Но, собрав растрепанные чувства,
свыкнешься под эту канонаду
с фронтовым мучительным искусством
жить и от снаряда до снаряда:
сгрудившись, делить на плащ-палатке
сухарей помятые остатки;
кушать, прикрывая от земли
полами шинелей котелки,
костеря разбавленную водку
и в зубах навязшую перловку;
следуя хозяйственной привычке,
экономить курево и спички,
потому что на день тут
двадцать грамм махорки выдают;
даже прикорнуть накоротке
где-нибудь в окопном закутке, —
и, себя не чувствуя пропащим,
поглядеть, как, шаркая о стенки,
по траншее волоком протащат
чьи-то бренные останки...
Быта повседневного трясина
на войне — спасающая сила.
* * *
Мы могли отойти командиров там не было.
Мы могли отойти было много врагов.
Мы могли отойти было нас всего четверо.
Мы могли отойти — и никто б нас не стал упрекать.
Мы могли отойти, но остались в окопах навеки.
Мы могли отойти, но теперь наши трупы лежат.
Мы могли отойти, но теперь наши матери плачут.
Мы могли отойти —только мы не смогли отойти:
за спиною Россия была...
ДУША И ТЕЛО.
В бою теряешь ощущенье плоти.
Нет тела — есть одна душа,
припавшая к прикладу ППШа.
И как во сне — и жутко и легко,
и сизой гарью даль заволокло,
и ты скользишь в немыслимом полете...
И пробужденье — словно ото сна.
Стоишь — и смотришь обалдело.
И за собой приводит тишина
невзгоды перетруженного тела.
Душа опять соединилась с плотью.
И боль ее прокалывает поздняя.
И вялой струйкой кровь венозная
течет по раненому локтю.
ОКОПНЫЕ ЗАКОНЫ.
Тут тяжело. Тут очень тяжело.
Так тяжело, что взвыл бы брянским волком!

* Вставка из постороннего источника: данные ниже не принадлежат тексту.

PR #51, opened 2020-06-16
0.8.0

icidasset:
Changes:
- UCAN v0.2.0 (`scp` -> `rsc`, https://talk.fission.codes/t/ucan-v0-2-0-now-with-scoped-resources/700)
- Allows passing `fission-suite/get-ipfs` options to `ipfs.getIpfs()`
- Automatic DID lookup for other API instances (eg. our staging instance)
- Removed the `apiDid` option from various functions
- Moved the api functions to `src/common`
- Allows passing the domain to the `dataRoot` function (eg. our staging instance)
   And as a consequence `isUsernameAvailable` as well, which uses the `dataRoot` function.
- Added the `ucanRootIssuer` function
- Couple typo fixes and small stuff here and there


src/ipfs/config.ts
```diff
@@ -13,11 +14,9 @@ export const setIpfs = (userIpfs: unknown): void => {
...
 }
 
-export const getIpfs = async (): Promise<IPFS> => {
-  if (ipfs) {
-    return ipfs
-  }
-  ipfs = (await getIpfsWithCfg(IPFS_CFG)) as unknown as IPFS
+export const getIpfs = async (options = {}): Promise<IPFS> => {
+  if (ipfs) return ipfs
+  ipfs = (await getIpfsWithCfg({ ...IPFS_CFG, ...options })) as unknown as IPFS
```
icidasset, line 19: I'm using the following in Drive now to setup IPFS:
```js
  await sdk.ipfs.getIpfs({
    permissions: [
      "cat",
      "dag.tree",
      "files.catPullStream",
      "files.catReadableStream",
      "id",
      "ls",
      "swarm.connect",
      "version",
    ],

    jsIpfs: "./web_modules/ipfs.min.js"
  })
```
@dholms Do you think that's fine? I'm a bit worried that `getIpfs` will be called on "script load" and my options won't go through, but I think that's not the case?

src/lobby/index.ts
```diff
@@ -14,32 +15,37 @@ export const createAccount = async (
   },
   options: {
     apiEndpoint?: string
-    apiDid?: string
   } = {}
-): Promise<void> => {
-  const apiDid = options.apiDid || await core.apiDid()
-  const apiEndpoint = options.apiEndpoint || core.apiEndpoint()
+): Promise<{ success: boolean }> => {
```
dholms, line 19: why wrap this in an object?

src/ipfs/config.ts
dholms: Yes this should be fine :+1: 

Two notes:
- permissions are only necessary for ipfs companion. the js-ipfs daemon is automatically permissioned (since it's sandboxed by the browser)
- `ipfs` will be set by whatever calls `getIpfs` first. So if you want a custom config passed, just make sure you call `sdk.ipfs.getIpfs` before doing any filesystem actions/ anything from the sdk that uses ipfs

src/common/api.ts
```diff
@@ -0,0 +1,45 @@
+import * as dns from '../dns'
```
dholms, line 1: Why move all of this to `common` instead of `core`? Especially with our other `did` stuff still in `core`? 

I actually split out a lot of `did` stuff into `core/did` in the `keys` PR that I have up right now: https://github.com/fission-suite/ts-sdk/pull/50

src/lobby/index.ts
icidasset: May add an error message later.

dholms: ah cool :+1:

src/common/api.ts
icidasset: I moved it to `./common` because it's not so much to do with DIDs, it's just a lookup for a DID, specifically related to Fission APIs.

Your code looks good 👍

dholms: okay cool makes sense :+1:

PR #54, opened 2020-06-17
Pins for private file tree

dholms:
## Problem
- Our server needs to pin a user's private file tree, but it can't crawl it because it's..... private
  - right now this is accomplished with loose pins which are cumbersome to deal with
- when a subtree is shared with a user, they should retain access to it even if the CID changes. So they need to be able to look up the current CID of the tree by using a given filepath

## Solution
- Add a single-layer /pins node off of the FS root
- That node will include a list of all nodes in the private file system. The names of the nodes will be a hash of the name plus their DID which acts as a salt: sha(filename + did)
  
An example snippet of this:

{ name: sha("private/index/file" + did), cid: "Qm123..." },
{ name: sha("private/index/file/index" + did), cid: "Qm456..." },
{ name: sha("private/index/file/isFile" + did), cid: "Qm789..." },
{ name: sha("private/index/file/mtime" + did), cid: "Qmabc..." },
...

Closes https://github.com/fission-suite/ts-sdk/issues/52

### DIFF
--- a/src/common/crypto.ts
+++ b/src/common/crypto.ts
@@ -1,0 +1,16 @@
+import utils from 'keystore-idb/utils'
+
+export const sha256 = async (buf: ArrayBuffer): Promise<ArrayBuffer> => {
+  return window.crypto.subtle.digest(
+    {
+        name: "SHA-256",
+    },
+    buf
+  )
+}
+
+export const sha256Str = async(str: string): Promise<string> => {
+  const buf = utils.strToArrBuf(str, 8)
+  const hash = await sha256(buf)
+  return utils.arrBufToBase64(hash)
+}
--- a/src/core/did.ts
+++ b/src/core/did.ts
@@ -1,0 +1,14 @@
+import * as dns from '../dns'
+
+export const rootDidForUser = async (
+  username: string,
+  domain = 'fission.name'
+): Promise<string> => {
+  try {
+    const maybeDid = await dns.lookupTxtRecord(`_did.${username}.${domain}`)
+    if(maybeDid !== null) return maybeDid
+  } catch (_err) { 
+    // throw error below
+  }
+  throw new Error("Could not locate user DID in dns")
+}
--- a/src/fs/filesystem.ts
+++ b/src/fs/filesystem.ts
@@ -1,23 +1,26 @@
-import { throttle } from 'throttle-debounce';
+import { throttle } from 'throttle-debounce'
 
-import PublicTreeBare from './bare/tree'
+import BareTree from './bare/tree'
 import PublicTree from './v1/PublicTree'
 import PrivateTree from './v1/PrivateTree'
-import { File, Tree, Links, SyncHook, FileSystemOptions, HeaderTree } from './types'
+import { File, Tree, Links, SyncHook, FileSystemOptions, HeaderTree, PinMap } from './types'
 import check from './types/check'
-import pathUtil from './path'
+import * as pathUtil from './path'
 
 import * as dataRoot from '../data-root'
 import * as keystore from '../keystore'
 import { CID, FileContent } from '../ipfs'
 import { asyncWaterfall } from '../common/util'
+import { pinMapToLinks } from './pins'
 
 
 type ConstructorParams = {
   root: Tree
   publicTree: HeaderTree
-  prettyTree: PublicTreeBare
+  prettyTree: BareTree
   privateTree: HeaderTree
+  pinsTree: BareTree
+  rootDid: string
 }
 
 
@@ -25,19 +28,21 @@ export class FileSystem {
 
   root: Tree
   publicTree: HeaderTree
-  prettyTree: PublicTreeBare
+  prettyTree: BareTree
   privateTree: HeaderTree
-
+  pinsTree: BareTree
+  rootDid: string
   syncHooks: Array<SyncHook>
   syncWhenOnline: CID | null
 
 
-  constructor({ root, publicTree, prettyTree, privateTree }: ConstructorParams) {
+  constructor({ root, publicTree, prettyTree, privateTree, pinsTree, rootDid }: ConstructorParams) {
     this.root = root
     this.publicTree = publicTree
     this.prettyTree = prettyTree
     this.privateTree = privateTree
-
+    this.pinsTree = pinsTree
+    this.rootDid = rootDid
     this.syncHooks = []
     this.syncWhenOnline = null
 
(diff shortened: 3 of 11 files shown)


src/fs/filesystem.ts
```diff
@@ -85,27 +93,6 @@ export class FileSystem {
     return FileSystem.fromCID(cid, opts)
   }
 
-  /**
-   * Upgrade public IPFS folder to FileSystem
```
dholms, line 89: I'm removing this for now. It doesn't currently work with HeaderTrees & there were some questions on if we'd even want to offer this functionality.

src/fs/filesystem.ts
```diff
@@ -145,24 +132,14 @@ export class FileSystem {
...
-    ]
+  async updatePinTree(pins: PinMap): Promise<void> {
+    const pinLinks = await pinMapToLinks('private', pins) // @@TODO: add salt
+    console.log('pinLinks: ', pinLinks)
+    this.pinTree = BareTree.fromLinks(pinLinks)
+    await this.root.addChild('pins', this.pinTree)
   }
 
   async sync(): Promise<CID> {
-    this.root = await asyncWaterfall(this.root, [
```
dholms, line 160: `sync` was getting more expensive with each branch we added so I moved the updates to `root` to the locations in the code where a given tree was actually being updated

src/fs/filesystem.ts
```diff
@@ -201,14 +178,19 @@ export class FileSystem {
         resultPretty = await fn(this.prettyTree, relPath)
 
         this.publicTree = result
-        this.prettyTree = resultPretty as unknown as PublicTreeBare
+        this.prettyTree = resultPretty as unknown as BareTree
```
dholms, line 181: This method keep getting bigger, but I'm not sure of a better way to do it. Will keep thinking :thinking:

src/fs/filesystem.ts
```diff
@@ -145,24 +132,14 @@ export class FileSystem {
...
-    const privateResult = await this.privateTree.putWithPins()
-    const publicResult = await this.publicTree.putWithPins()
-    const rootCID = await this.sync()
-    return [
-      ...privateResult.pins,
-      ...publicResult.pins,
-      rootCID
-    ]
+  async updatePinTree(pins: PinMap): Promise<void> {
+    const pinLinks = await pinMapToLinks('private', pins) // @@TODO: add salt
```
dholms, line 136: Still need to add salt, but first the Filesystem needs to be aware of a user's DID. Which means that we probably can't just instantiate it from a `cid`...

dholms: ok added salt
Now if you instantiate an FFS `fromUsername`, it also stores your DID which it can use for a salt. If you just instantiate an FFS `fromCID` or `empty` then takes an optional param `rootDID` and defaults to an empty string

src/common/crypto.ts
```diff
@@ -0,0 +1,16 @@
...
+  return window.crypto.subtle.digest(
+    {
+        name: "SHA-256",
+    },
+    buf
+  )
+}
+
+export const sha256Str = async(str: string): Promise<string> => {
+  const buf = utils.strToArrBuf(str, 8)
```
icidasset, line 13: Should we create `utils.strToUtf8Buf(str)` and `utils.strToUtf16Buf(str)` instead? Might be more helpful?

src/core/did.ts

Но под фурчащим пологом осколков
тут есть и то, что облегчает зло.
Тут все равны. Пред смертью все равны.
И забреди к нам даже маршал Жуков —
по супеси траншейных закоулков
он вместе б с нами протирал штаны.
И золотом повитые погоны
не изменили бы окопные законы:
ходить, как ходим мы, согнувши спины,
все время — как граната начеку,
и если хочешь сохранить башку —
пикировать, заслышав посвист мины,
не чванясь и нисколько не стыдясь,
в траншейную растоптанную грязь.
* * *
Последний шанс!.. Не ждать, пока прикончат,
а броситься внезапно на конвойных. Их двое:
спереди и сзади — с винтовками наперевес.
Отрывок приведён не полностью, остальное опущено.